Baden-Württemberg: Fürs Handwerk war 2011 ein Superjahr

Die Handwerker in Baden-Württemberg Land schauen positiv in die Zukunft. Dazu haben sie auch allen Grund: Die Nachfrage nach handwerklichen Leistungen bewegt sich auf einem hohen Niveau. Treibende Kräfte sind die Baunachfrage, gewerbliche Aufträge und der private Konsum. „Die letzten Jahre waren gut, 2011 war sogar ein Superjahr mit exzellenten Ergebnissen“, zeigte sich Landeshandwerkspräsident Joachim Möhrle mit der konjunkturellen Entwicklung zufrieden.

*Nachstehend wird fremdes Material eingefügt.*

Issue #4484, opened 2019-09-23
Ordering of teams in the left hand menu


superbeeny:
## What challenge are you facing?

Our Concourse deployment has a lot of teams, with over a hundred in the left hand list it can be hard or sometimes impossible to find the one you want.

## What would make this better?

Ordering of teams, even just alphabetical would be awesome

## Are you interested in implementing this yourself?

Maybe :)

pivotal-jamie-klassen:
Applying an ordering like https://github.com/concourse/concourse/blob/master/web/elm/src/Dashboard/Group.elm#L53-L56
(which is basically sort by role and then alphabetically on team name to break ties) might be a fairly uncontroversial first pass.

Issue #4483, opened 2019-09-23
Teams with No Pipelines Do not appear on Left-hand-side List


keithkroeger:
## What challenge are you facing?

As a user, when I connect to Concourse, I don't see my team listed on the Left-hand-side navigation bar if I have no pipelines

## What would make this better?

Display my team and just note that I've no pipelines, please

PR #4494, opened 2019-09-24
api query transaction

### LINKED ISSUE #4373: API endpoints that uses multiple queries might result in terrible things
In the lidar drills environment, we found that if the API connection pool was maxed out in connections, the web memory usage increased at a crazy rate.

@vito theorizes that it is because for this specific case where the API requests were for ListAllJobs for the dashboard, it would result in three different db queries (from VisibleJobs call) which each acquire a connection (https://github.com/concourse/concourse/blob/master///atc/db/pipeline.go#L1045:20).

If there was a backlog of requests due to slowness with the db, most of the requests will wait to acquire a connection on each of these three calls. However instead of one request acquiring a connection, loading all the data, and returning, it will compete with future requests which *also* try to acquire a connection three times. While it's waiting for the second or third database call, it will be holding whatever data it has loaded so far, which leads to a memory leak.

A possible solution could be to have all API endpoints use only one transaction.

julia-pu:
Fixes #4373 

When multiple queries are made, changed the use of conn to use transactions instead.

Der Baden-Württembergische Handwerkstag (BWHT) warnte allerdings in seiner Jahrespressekonferenz davor, von dieser aktuell positiven Entwicklung einen Automatismus abzuleiten. Eine Reihe von Faktoren wie der Nachwuchsmangel, die Folgen der Energiewende und die Schuldenkrise im Euro-Raum sei nur schwer kalkulierbar.

So erfreulich sich die konjunkturelle Situation der Handwerker derzeit auch darstelle, erklärte Möhrle, so führe doch kein Weg an der Erkenntnis vorbei, dass schon heute der fehlende Nachwuchs und in der Folge fehlende Gesellen, Meister und Übernehmer für viele Betriebe eine existenzielle Bedrohung darstelle. Im Jahr 2011 wurden trotz rückläufiger Schülerzahlen und starker Konkurrenz durch die Industrie 21.069 neue Ausbildungsverträge geschlossen. Das sind zwar 1,3 Prozent mehr als im Vorjahr, dennoch blieben 2011 wieder tausende Lehrstellen unbesetzt.